Acadia working with health systems 

Hunter also highlighted the “immature” and “fragmented” nature of the behavioral health industry as an opportunity for Acadia Healthcare.

Hospital systems have recognized the massive increase in demand for behavioral health driven by COVID-19, Duckworth said. Systems are also interested in increasing the integration between behavioral health and physical health.

“They have not had the right setting,” Duckworth said. “They may have a unit of their hospital dedicated to behavioral health.

“But they have not historically had that more state-of-the-art freestanding, more therapeutically appropriate facility to provide that treatment and that’s what we are building with our partners.”

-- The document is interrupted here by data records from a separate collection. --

PR #595, opened 2023-04-18
feat: Repository Validation

pavloburchak:
This PR...

## Changes
https://github.com/kubeshop/testkube/issues/3319
- repo validation on test creation and test edit

## Fixes

-

## How to test it

-

## screenshots

-

## Checklist

- [ ] tested locally
- [ ] added new dependencies
- [ ] updated the docs
- [ ] added a test

### DIFF
--- a/src/antd-theme/my-antd-theme.less
+++ b/src/antd-theme/my-antd-theme.less
@@ -68,3 +68,5 @@
 @segmented-selected-bg: #818CF8;
 @segmented-label-color: #FFFFFF;
 @segmented-label-hover-color: #FFFFFF;
+// form
+@label-required-color: #F43F5E;
--- a/src/components/molecules/GitFormItems/tooltipUtils.tsx
+++ b/src/components/molecules/GitFormItems/tooltipUtils.tsx
@@ -11,7 +11,7 @@ export const tooltipIcons: {[key in tooltipStatus]: JSX.Element | undefined} = {
   none: undefined,
 };
 
-export const getTooltip = (status: tooltipStatus, message?: string) => {
+export const getValidationTooltip = (status: tooltipStatus, message?: string) => {
   if (!tooltipIcons[status]) {
     return undefined;
   }
--- a/src/components/molecules/GitFormItems/tooltipUtils.tsx
+++ b/src/components/molecules/GitFormItems/tooltipUtils.tsx
@@ -1,0 +1,24 @@
+import {CheckCircleFilled, LoadingOutlined, WarningFilled} from '@ant-design/icons';
+
+import Colors from '@styles/Colors';
+
+export type tooltipStatus = 'loading' | 'error' | 'success' | 'none';
+
+export const tooltipIcons: {[key in tooltipStatus]: JSX.Element | undefined} = {
+  loading: <LoadingOutlined />,
+  success: <CheckCircleFilled style={{color: Colors.lime400, cursor: 'auto', paddingBottom: '2px'}} />,
+  error: <WarningFilled style={{color: Colors.amber400}} />,
+  none: undefined,
+};
+
+export const getTooltip = (status: tooltipStatus, message?: string) => {
+  if (!tooltipIcons[status]) {
+    return undefined;
+  }
+
+  if (status === 'error') {
+    return {title: message, icon: tooltipIcons[status]};
+  }
+
+  return {icon: tooltipIcons[status]};
+};
--- a/src/components/molecules/GitFormItems/tooltipUtils.tsx
+++ b/src/components/molecules/GitFormItems/tooltipUtils.tsx
@@ -2,16 +2,21 @@ import {CheckCircleFilled, LoadingOutlined, WarningFilled} from '@ant-design/ico
 
 import Colors from '@styles/Colors';
 
-export type tooltipStatus = 'loading' | 'error' | 'success' | 'none';
+export enum TooltipStatus {
+  loading = 'loading',
+  error = 'error',
+  success = 'success',
+  none = 'none',
+}
 
-export const tooltipIcons: {[key in tooltipStatus]: JSX.Element | undefined} = {
+export const tooltipIcons: Record<TooltipStatus, JSX.Element | undefined> = {
   loading: <LoadingOutlined style={{cursor: 'auto'}} />,
   success: <CheckCircleFilled style={{color: Colors.lime400, cursor: 'auto', paddingBottom: '2px'}} />,
   error: <WarningFilled style={{color: Colors.amber400, paddingBottom: '2px'}} />,
   none: undefined,
 };
 
-export const getValidationTooltip = (status: tooltipStatus, message?: string) => {
+export const getValidationTooltip = (status: TooltipStatus, message?: string) => {
   if (!tooltipIcons[status]) {
     return undefined;
   }
--- a/src/components/molecules/GitFormItems/tooltipUtils.tsx
+++ b/src/components/molecules/GitFormItems/tooltipUtils.tsx
@@ -5,9 +5,9 @@ import Colors from '@styles/Colors';
 export type tooltipStatus = 'loading' | 'error' | 'success' | 'none';
 
 export const tooltipIcons: {[key in tooltipStatus]: JSX.Element | undefined} = {
-  loading: <LoadingOutlined />,
+  loading: <LoadingOutlined style={{cursor: 'auto'}} />,
   success: <CheckCircleFilled style={{color: Colors.lime400, cursor: 'auto', paddingBottom: '2px'}} />,
-  error: <WarningFilled style={{color: Colors.amber400}} />,
+  error: <WarningFilled style={{color: Colors.amber400, paddingBottom: '2px'}} />,
   none: undefined,
 };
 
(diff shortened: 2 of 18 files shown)


src/antd-theme/my-antd-theme.less
```diff
@@ -67,4 +67,6 @@
 @segmented-hover-bg: #1E293B;
 @segmented-selected-bg: #818CF8;
 @segmented-label-color: #FFFFFF;
-@segmented-label-hover-color: #FFFFFF;
\ No newline at end of file
+@segmented-label-hover-color: #FFFFFF;
+// form
+@label-required-color: #F43F5E;
```
rangoo94, line 72: Missing empty line on the end of file

src/components/molecules/GitFormItems/tooltipUtils.tsx
```diff
@@ -0,0 +1,24 @@
+import {CheckCircleFilled, LoadingOutlined, WarningFilled} from '@ant-design/icons';
+
+import Colors from '@styles/Colors';
+
+export type tooltipStatus = 'loading' | 'error' | 'success' | 'none';
```
rangoo94, line 5: Better to use `enum`:
```suggestion
enum TooltipStatus {
  loading = 'loading',
  error = 'error',
  success = 'success',
  none = 'none',
}
export type tooltipStatus = 'loading' | 'error' | 'success' | 'none';
```

src/hooks/useValidateRepository.ts
```diff
@@ -0,0 +1,188 @@
...
+const endSearchString = ', context';
+
+const getErrorMessage = (rawErrorString: string, searchString: string) =>
+  rawErrorString.slice(
+    rawErrorString.search(searchString) + searchString.length,
+    rawErrorString.search(endSearchString)
+  );
+
+const useValidateRepository = (
+  getFieldValue: (name: NamePath) => string,
```
rangoo94, line 23: Why `getFieldValue` instead of the values object?

src/hooks/useValidateRepository.ts
```diff
@@ -0,0 +1,188 @@
...
+
+const fieldsNames: string[] = ['uri', 'token', 'username', 'branch', 'path'];
+
+const authSearchString = 'username or token:';
+const uriSearchString = 'uri:';
+const branchSearchString = 'branch:';
+const pathSearchString = 'path:';
+const endSearchString = ', context';
+
+const getErrorMessage = (rawErrorString: string, searchString: string) =>
```
rangoo94, line 16: Shouldn't back-end return map of errors for each field separately instead?

src/hooks/useValidateRepository.ts
```diff
@@ -0,0 +1,188 @@
...
+  rawErrorString.slice(
+    rawErrorString.search(searchString) + searchString.length,
+    rawErrorString.search(endSearchString)
```
rangoo94, line 19: `String.prototype.search` is using `RegExp`. There you want to search for the actual string, so `indexOf` is more appropriate:
```suggestion
    rawErrorString.indexOf(searchString) + searchString.length,
    rawErrorString.indexOf(endSearchString)
```

Overall, parsing the message string feels hacky a lot, so most likely it will have some bugs (i.e. because of`endSearchString` found before `searchString`)

src/hooks/useValidateRepository.ts
```diff
@@ -0,0 +1,188 @@
...
+          username: getFieldValue('username') ? 'success' : '',
+          branch: getFieldValue('branch') ? 'success' : '',
+          path: getFieldValue('path') ? 'success' : '',
+        });
+      }
+    },
+    [setValidationState, getFieldValue]
+  );
+
+  const getValidationPayload = useCallback(() => {
```
rangoo94, line 97: It doesn't have to be wrapped in `useCallback`, as it's not passed anywhere as dependency (no strict equal check)

src/hooks/useValidateRepository.ts
```diff
@@ -0,0 +1,188 @@
...
+    rawErrorString.search(searchString) + searchString.length,
+    rawErrorString.search(endSearchString)
+  );
+
+const useValidateRepository = (
+  getFieldValue: (name: NamePath) => string,
+  setValidationState: React.Dispatch<any>,
+  validateRepository: any
+) => {
+  const handleResponse = useCallback(
```
rangoo94, line 27: It doesn't have to be wrapped in `useCallback`, as it's not passed anywhere as dependency (no strict equal check)

src/hooks/useValidateRepository.ts
```diff
@@ -0,0 +1,188 @@
...
+      }
+
+      setValidationState({
+        uri: 'loading',
+        token: getFieldValue('token') ? 'loading' : '',
+        username: getFieldValue('username') ? 'loading' : '',
+      });
+
+      validateRepository(getValidationPayload()).then((res: any) => {
+        handleResponse(res);
```
rangoo94, line 132: After the response is there, it should check if the values are the same. Otherwise, it will fall into a race condition:

- 0ms - User updates the data **(invalid)**
- 300ms - Started 1st validation request
- 400ms - User updates the data **(valid)**
- 700ms - Started 2nd validation request
- 900ms - 2nd validation request finished and the validation results were updated
- 1000ms - 1st validation request finished **and the validation results were incorrectly updated to invalid**

src/hooks/useValidateRepository.ts
```diff
@@ -0,0 +1,188 @@
...
+      });
+    },
+    300,
+    [getFieldValue('uri'), getFieldValue('token'), getFieldValue('username')]
+  );
+
+  useDebounce(
```
rangoo94, line 139: Shouldn't all these 3 debounces be combined together? These are done for exactly same thing, and each of them is making the request separately

pavloburchak: I think they shouldn't when user inputs branch, for example, we shouldn't show loading status on all fields, it should be just a branch. So I combined auth stuff in one debounce, and each other field should have its own one

src/hooks/useValidateRepository.ts
pavloburchak: Sorry, didn't quite get it. Which values and how it is supposed to be checked?

src/hooks/useValidateRepository.ts
pavloburchak: Accepted indexOf change, will talk about this parsing with Vlad

src/hooks/useValidateRepository.ts
pavloburchak: I don't know, I guess this also works

src/hooks/useValidateRepository.ts
pavloburchak: No particular reason, do you think using values object is better?

rangoo94: On the one hand, it may be simpler and more type-safe, on the other - it may be harder to compare them. Not sure what should we prefer, so will mark as resolved

src/hooks/useValidateRepository.ts
rangoo94: The form values. To show different example:

* You set the branch to `branch-1`, API Call #1 is started
* You set the branch to `branch-2`, API Call #2 is started
* API Call #2 is finished - it will show (correctly) results for the latest `branch-2`
* API Call #1 is finished - it will replace the correct results, with results for the old `branch-1`

To avoid that, you need to either cancel the previous API call after changes or ignore it afterward (by i.e. checking if the values are still the same)

src/hooks/useValidateRepository.ts
rangoo94: There are two problems with that:

* API response gives results for all fields at once
* The fields are strictly connected - if you will change the repository URI, it means that the branch may become invalid

Additionally, you don't have to show a loader for all of them, but still you might aggregate them in a single call

src/hooks/useValidateRepository.ts
pavloburchak: Ok, I got it. Thanks

src/hooks/useValidateRepository.ts
pavloburchak: Honestly don't see that much of a problem. Yes, fields are connected, but still branch validation will be correctly displayed if URI is invalid. I will try to see if I can resolve loaders. Not sure right now how to identify which exact field was changed and display loader for it.

rangoo94: If it will be hard - ignore it; this part, as long as the race condition will be solved, should mostly work okay anyway (except unnecessary calls and sometimes some flaky interface)

src/hooks/useValidateRepository.ts
pavloburchak: Resolving comment because solution is ok for current BE implementation

src/hooks/useValidateRepository.ts
```diff
@@ -0,0 +1,189 @@
...
+        username: current.username ? 'success' : '',
+        branch: current.branch ? 'success' : '',
+        path: current.path ? 'success' : '',
+      });
+    }
+  };
+
+  useDebounce(
+    () => {
+      // Can't validate repository without URI or branch name
```
rangoo94, line 149:
```suggestion
      // Can't validate repository without URI
```

rangoo94 (approved):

Acadia Healthcare hopes to partner with “strong, reputable partners” in several markets, Duckworth said. The company has identified 100 metros that don’t have enough behavioral health beds as potential expansion locations.

The company has opened 9 of the 18 JV facilities that it has announced. 

On the same-facility expansion side, Acadia Healthcare has a clearer path to a return on investment. It’s the company’s strong opportunity because of the strong infrastructure, local know-how and relationships at the local level.

“This is the highest return opportunity for the company because we do have an existing operation that we’re able to leverage,” Duckworth said.

The U.S. is in a psychiatric bed shortage. Part of that crisis was caused by Medicaid refusing to cover mental health services in facilities dedicated to mental illness. Some investors, developers and operators are hoping to step into the void left by the state psychiatric hospitals that once defined how the U.S. care for those with mental illness and disabilities.

Over the course of a few years, health care real estate investment trusts (REITs) have appeared as another partner to support behavioral health facility development.